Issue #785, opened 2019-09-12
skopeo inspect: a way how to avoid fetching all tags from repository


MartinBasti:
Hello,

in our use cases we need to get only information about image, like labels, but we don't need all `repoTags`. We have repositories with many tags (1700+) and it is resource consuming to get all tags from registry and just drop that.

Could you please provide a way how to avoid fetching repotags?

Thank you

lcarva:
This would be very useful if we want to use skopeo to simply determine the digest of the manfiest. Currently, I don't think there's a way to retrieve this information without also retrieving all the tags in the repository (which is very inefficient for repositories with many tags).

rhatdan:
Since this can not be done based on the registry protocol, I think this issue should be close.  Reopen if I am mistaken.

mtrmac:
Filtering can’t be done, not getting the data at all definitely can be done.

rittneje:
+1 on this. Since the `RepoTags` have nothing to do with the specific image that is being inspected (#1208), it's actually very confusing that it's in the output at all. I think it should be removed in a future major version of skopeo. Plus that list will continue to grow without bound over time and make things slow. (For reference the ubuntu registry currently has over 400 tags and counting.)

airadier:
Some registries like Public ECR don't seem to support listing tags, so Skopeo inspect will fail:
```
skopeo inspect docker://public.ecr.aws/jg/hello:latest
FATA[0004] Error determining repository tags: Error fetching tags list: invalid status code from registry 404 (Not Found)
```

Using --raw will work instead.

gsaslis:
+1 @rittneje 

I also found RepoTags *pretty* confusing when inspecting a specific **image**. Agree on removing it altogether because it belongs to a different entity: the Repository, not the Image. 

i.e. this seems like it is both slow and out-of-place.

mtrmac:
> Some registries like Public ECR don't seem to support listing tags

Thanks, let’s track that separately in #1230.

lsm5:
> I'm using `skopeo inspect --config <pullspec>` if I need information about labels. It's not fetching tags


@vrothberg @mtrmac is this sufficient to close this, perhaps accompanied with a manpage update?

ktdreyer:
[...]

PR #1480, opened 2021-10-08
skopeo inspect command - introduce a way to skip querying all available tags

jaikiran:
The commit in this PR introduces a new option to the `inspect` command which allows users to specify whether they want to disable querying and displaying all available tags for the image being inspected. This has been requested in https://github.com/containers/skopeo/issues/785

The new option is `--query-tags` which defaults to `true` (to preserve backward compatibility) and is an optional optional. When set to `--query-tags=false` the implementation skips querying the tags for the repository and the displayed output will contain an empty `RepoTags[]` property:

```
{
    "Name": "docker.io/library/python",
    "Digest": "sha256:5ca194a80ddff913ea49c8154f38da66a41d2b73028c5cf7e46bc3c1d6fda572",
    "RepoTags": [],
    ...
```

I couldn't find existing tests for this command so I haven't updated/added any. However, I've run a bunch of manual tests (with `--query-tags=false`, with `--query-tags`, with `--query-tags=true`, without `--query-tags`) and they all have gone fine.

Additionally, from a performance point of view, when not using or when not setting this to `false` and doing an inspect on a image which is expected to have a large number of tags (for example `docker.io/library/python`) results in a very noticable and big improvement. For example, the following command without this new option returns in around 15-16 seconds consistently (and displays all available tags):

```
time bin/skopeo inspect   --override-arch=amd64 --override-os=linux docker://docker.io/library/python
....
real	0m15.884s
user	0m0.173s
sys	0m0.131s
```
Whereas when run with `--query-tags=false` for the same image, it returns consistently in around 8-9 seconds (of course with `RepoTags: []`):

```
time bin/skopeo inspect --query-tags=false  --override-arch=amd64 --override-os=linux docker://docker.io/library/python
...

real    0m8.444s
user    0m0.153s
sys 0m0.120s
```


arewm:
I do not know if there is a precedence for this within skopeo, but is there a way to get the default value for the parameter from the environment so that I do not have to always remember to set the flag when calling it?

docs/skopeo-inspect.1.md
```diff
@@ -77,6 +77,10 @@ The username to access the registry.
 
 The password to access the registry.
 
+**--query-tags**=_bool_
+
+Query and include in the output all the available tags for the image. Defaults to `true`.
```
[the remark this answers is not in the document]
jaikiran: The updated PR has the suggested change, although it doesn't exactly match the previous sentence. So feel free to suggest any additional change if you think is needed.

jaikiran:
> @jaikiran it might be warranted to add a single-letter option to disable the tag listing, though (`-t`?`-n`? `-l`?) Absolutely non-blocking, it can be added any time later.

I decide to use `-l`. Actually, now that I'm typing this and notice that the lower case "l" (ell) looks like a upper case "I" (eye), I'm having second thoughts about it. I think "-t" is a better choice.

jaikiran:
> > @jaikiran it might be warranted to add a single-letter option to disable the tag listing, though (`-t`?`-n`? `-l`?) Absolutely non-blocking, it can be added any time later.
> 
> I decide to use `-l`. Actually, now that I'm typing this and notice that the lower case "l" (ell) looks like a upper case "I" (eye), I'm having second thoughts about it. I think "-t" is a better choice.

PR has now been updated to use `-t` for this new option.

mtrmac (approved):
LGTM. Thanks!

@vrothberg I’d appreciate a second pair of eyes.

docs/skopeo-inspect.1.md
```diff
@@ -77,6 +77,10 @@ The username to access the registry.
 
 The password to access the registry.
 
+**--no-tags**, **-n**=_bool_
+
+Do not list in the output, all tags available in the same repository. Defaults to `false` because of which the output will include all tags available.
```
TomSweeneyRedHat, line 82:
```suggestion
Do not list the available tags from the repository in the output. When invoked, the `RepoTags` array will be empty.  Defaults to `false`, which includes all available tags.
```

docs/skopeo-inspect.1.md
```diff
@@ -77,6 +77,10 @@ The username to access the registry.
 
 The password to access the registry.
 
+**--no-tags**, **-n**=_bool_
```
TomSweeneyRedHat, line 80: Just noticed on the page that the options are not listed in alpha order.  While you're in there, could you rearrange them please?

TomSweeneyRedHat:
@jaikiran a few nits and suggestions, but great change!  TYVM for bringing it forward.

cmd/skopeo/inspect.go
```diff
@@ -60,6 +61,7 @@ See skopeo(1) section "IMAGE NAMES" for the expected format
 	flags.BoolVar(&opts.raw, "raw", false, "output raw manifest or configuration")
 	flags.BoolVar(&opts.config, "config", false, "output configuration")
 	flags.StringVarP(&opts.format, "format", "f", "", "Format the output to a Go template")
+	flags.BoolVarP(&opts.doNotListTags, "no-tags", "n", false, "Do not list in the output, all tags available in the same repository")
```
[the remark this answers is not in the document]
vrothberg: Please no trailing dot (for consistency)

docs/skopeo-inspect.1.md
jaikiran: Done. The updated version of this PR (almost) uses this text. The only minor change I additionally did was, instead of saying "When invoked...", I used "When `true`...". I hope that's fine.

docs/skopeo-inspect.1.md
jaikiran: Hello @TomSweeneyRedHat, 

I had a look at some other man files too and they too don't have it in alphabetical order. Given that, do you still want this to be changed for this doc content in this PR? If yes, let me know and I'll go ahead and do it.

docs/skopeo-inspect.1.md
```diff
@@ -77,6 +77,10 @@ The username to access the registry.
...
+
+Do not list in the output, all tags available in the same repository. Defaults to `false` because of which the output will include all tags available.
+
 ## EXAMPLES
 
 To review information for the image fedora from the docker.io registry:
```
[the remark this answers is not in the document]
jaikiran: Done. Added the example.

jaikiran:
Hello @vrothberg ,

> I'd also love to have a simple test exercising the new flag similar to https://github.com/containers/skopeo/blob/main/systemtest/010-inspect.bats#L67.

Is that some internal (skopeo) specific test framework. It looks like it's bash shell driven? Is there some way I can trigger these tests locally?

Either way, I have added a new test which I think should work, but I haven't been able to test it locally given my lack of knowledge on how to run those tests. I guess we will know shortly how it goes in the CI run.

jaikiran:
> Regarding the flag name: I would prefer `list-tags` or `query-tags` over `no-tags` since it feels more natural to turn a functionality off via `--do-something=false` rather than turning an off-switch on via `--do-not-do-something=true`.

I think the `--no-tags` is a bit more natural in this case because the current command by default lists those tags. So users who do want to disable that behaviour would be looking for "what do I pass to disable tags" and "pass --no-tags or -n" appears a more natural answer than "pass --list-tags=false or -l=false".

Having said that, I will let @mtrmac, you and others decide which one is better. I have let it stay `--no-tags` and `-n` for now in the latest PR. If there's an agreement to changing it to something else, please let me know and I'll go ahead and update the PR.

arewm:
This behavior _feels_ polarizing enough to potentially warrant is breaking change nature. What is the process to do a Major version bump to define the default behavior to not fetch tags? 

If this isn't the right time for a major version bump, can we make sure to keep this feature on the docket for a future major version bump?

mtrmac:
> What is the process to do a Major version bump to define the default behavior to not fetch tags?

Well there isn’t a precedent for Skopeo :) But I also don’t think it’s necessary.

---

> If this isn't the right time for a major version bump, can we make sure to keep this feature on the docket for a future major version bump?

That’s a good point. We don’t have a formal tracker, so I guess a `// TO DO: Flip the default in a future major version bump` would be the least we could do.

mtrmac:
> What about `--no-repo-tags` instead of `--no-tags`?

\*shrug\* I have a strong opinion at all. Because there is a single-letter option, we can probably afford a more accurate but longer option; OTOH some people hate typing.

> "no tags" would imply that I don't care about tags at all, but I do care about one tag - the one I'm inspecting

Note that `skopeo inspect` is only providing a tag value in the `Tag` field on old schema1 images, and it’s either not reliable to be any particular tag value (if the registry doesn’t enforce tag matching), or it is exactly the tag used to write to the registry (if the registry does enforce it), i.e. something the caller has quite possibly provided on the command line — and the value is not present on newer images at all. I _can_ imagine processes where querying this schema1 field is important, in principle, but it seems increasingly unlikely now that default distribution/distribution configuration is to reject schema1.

◆ WHAT IS REQUIRED: Note every line in the material with "feature" and copy it.

◆ RESULT OF THE TASK:
If this isn't the right time for a major version bump, can we make sure to keep this feature on the docket for a future major version bump?
> If this isn't the right time for a major version bump, can we make sure to keep this feature on the docket for a future major version bump?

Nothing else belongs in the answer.